On Saturday, we finished our twelve-week course in self-defense! I was pretty proud of us all: we finished, we did well. We learned what we were capable of and got quite a bit stronger. We also made plans for being safer and smarter as individuals and as a group.
That’s a lot of wins!
So we wanted to celebrate. I told them we’d be going out to lunch afterward, but I took them to a bit of a “special” place. It’s a new place in town that Stephen and I have come to love: they have some delicious spicy salads, grilled meats, and smoothies made with all real fruit (and you get to choose your level of sweetness, which is very, very helpful here). Anyway, I asked them if they were up to try it on us, and they agreed.
When we got there, one of the ladies said, “Oh, this place is expensive.” I told her I’d picked it and I’d be paying for it. I said a friend had told me about it, and right away I wanted to bring the women. I knew they’d love it, and I just wanted them to enjoy it.

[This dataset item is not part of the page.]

Issue #178, opened 2021-02-04
Highlight invalid fields


mattias-p:
Once zonemaster/zonemaster-backend/issues/703 is implemented it becomes possible for GUI to give user feedback on what fields contain validation errors. The GUI should take this opportunity to highlight the offending fields in order to improve the user experience.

{I also feel like I’m saying this all the time recently: the person who chooses it, deals with it. If I choose the restaurant, I pay for it without any hullabaloo. The same goes for your casino bill: you choose to play, you figure out how to pay it. The list goes on, but somehow I’m still saying it.}
Anyway, we had a lovely meal. They loved the smoothies. They loved the crab & papaya salad. They loved the grilled chicken and chicken salad. It was lovely and fun.
And for the record, it was $44 for ten women to “go crazy” with smoothies and salad!
And then we hopped in the car.
“That was expensive, wasn’t it? How much was it?”
“I’m not telling.”
“I saw that this salad cost 40 baht, and this kind of smoothie was 50 baht…”
“Stop counting. Stop doing the math. I chose the restaurant, I paid for it. It’s what I wanted to do!”
{in whispers} “Some of the smoothies were 70 baht…”
“STOP COUNTING.”
Later that evening, some of the ladies were together at our nails night. One of the ladies said the lunch was so delicious and she loved going there. Another agreed that it was some of the best food she’d had. I told them I knew they’d love it: I had known it right when I went!
It was a good day.
And it was a good class.
I love that over twelve weeks I got to really know these women, discussing fears and challenges in their lives. We talked about their marriages and their families and their concerns in the community. We talked about their worth and how we can stick together.
I love that we hit each other with pads and sometimes accidentally hit each other for real. I love that we learned groundwork with each other: sitting on each other and tackling each other. I love that we broke down barriers, so that by the last week they weren’t apologizing every time they hit me or had to sit on me. (They still apologized some. But we made progress!)
Thankful for the organizations that made this possible and invested in our friends, told them they matter, and loved them well!